Of course, other groups such as the Qumran sect also read the Bible oracularly, but Christians specialized this technique, finding oracles about Jesus of Nazareth. If a passage in the Septuagint could be read as a prediction of an event in the life of Jesus, then the event must have happened. Thus, if Micah were understood to mean that the Messiah was to be born in Bethlehem, then Jesus must have been born there, no matter what his real hometown. But as it happens, the Bethlehem birth story, dependent upon the Christian interpretation of Micah, and the magi-and-star legend, dependent upon Hellenistic and Jewish oral tradition, fit together very uneasily. The story of the magi (“astrologers” is a more meaningful translation) says that “the star which they had seen at its rising went ahead of them until it stopped above the place where the child lay” (Matt 2:9).

In all the stories, the astrologers point to a special star, symbol of the arrival of the new force (Israel, Abraham, Jesus). Says Balaam: “A star shall rise [anatelei astron] out of Jacob, a man shall spring out of Israel, and shall crush the princes of Moab” (Num. 24:17 LXX). The astrologers in Matthew likewise point to a star: “We observed the rising of his star” (Matt. 2.2).

Now the source of the story of the king (Nimrod, Herod) who wants to kill the infant leader of Israel (Abraham, Jesus) shifts to the account of Moses in Exodus, the classic biblical legend of the wicked king (Pharaoh) who wants to slay the new leader of Israel (Moses).
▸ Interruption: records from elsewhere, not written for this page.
PR #92, opened 2019-06-18
Adds a Program context check to ops.New(). Updates related tests.

smite:

Now `ops.New()` raises an exception if it is called outside a Program context, instead of just failing with a cryptic error message.

Also improved some related tests.

### DIFF
--- a/strawberryfields/ops.py
+++ b/strawberryfields/ops.py
@@ -1536,6 +1536,8 @@ def New(n=1):
     Returns:
         tuple[RegRef]: tuple of the newly added subsystem references
     """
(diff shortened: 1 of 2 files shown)


strawberryfields/ops.py
```diff
@@ -1536,6 +1536,8 @@ def New(n=1):
     Returns:
         tuple[RegRef]: tuple of the newly added subsystem references
     """
+    if Program._current_context is None:
+        raise RuntimeError('New() can only be called inside a Program context.')
```
josh146: Nice!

Indeed, the story of Moses in the Septuagint provided Matthew with a direct verbal source for his story of the flight into Egypt. As Pharaoh wants to kill Moses, who then flees the country, so Herod wants to kill Jesus, who is then carried away by his parents. After a period of hiding for the hero in both stories, the wicked king dies:

And the Lord said unto Moses in Midian, “Go, depart into Egypt, for all that sought thy life are dead” (tethnekasi gar pantes hoi zetountes sou ten psychen—Ex: 4:19 LXX).

When Herod died, behold, an angel of the Lord appeared in a dream to Joseph in Egypt, saying, “Rise, take the child and his mother, and go to the land of Israel for those who sought the child’s life are dead” (tethnekasin gar hoi zetountes ten psychen tou paidiou—Matt 2:20).

Of course, Moses flies from Egypt to Midian, while the Holy Family flees to Egypt through Midian.

* * *

“This was to fulfill the words spoken through the prophets: ‘He shall be called a Nazarene’” (Matt. 2:23). There is, however, no such passage in all the Old Testament. Matthew had apparently vaguely heard that such a verse was in the “prophets,” and since he really needed to get the Holy Family from the supposed birthplace to the known hometown, he reported the fulfillment but left the biblical reference unspecified.

Like Matthew, Luke faced the same problem of reconciling known Nazarene upbringing with supposed Bethlehem birth. His solution, however, was entirely different, and even less convincing. Whereas Matthew has the Holy Family living in Bethlehem at the time of the birth and traveling to Nazareth, Luke has them living in Nazareth and traveling to Bethlehem in the very last stages of Mary’s pregnancy. Though Luke 1:5 dates the birth of Jesus in the “days of Herod, king of Judaea,” who died in 4 B.C., he wants the journey from Galilee to Bethlehem to have occurred in response to a census called when “Quirinius was governor of Syria.”

As historians know, the one and only census conducted while Quirinius was legate in Syria affected only Judaea, not Galilee, and took place in A.D. 6-7, a good ten years after the death of Herod the Great. In his anxiety to relate the Galilean upbringing with the supposed Bethlehem birth, Luke confused his facts. Indeed, Luke’s anxiety has involved him in some real absurdities, like the needless ninety-mile journey of a woman in her last days of pregnancy—for it was the Davidic Joseph who supposedly had to be registered in the ancestral village, not the Levitical Mary.

Worse yet, Luke has been forced to contrive a universal dislocation for a simple tax registration. Who could imagine the efficient Romans requiring millions in the empire to journey scores of hundreds of miles to the villages of millennium-old ancestors merely to sign a tax form!

Needless to say, no such event ever happened in the history of the Roman Empire.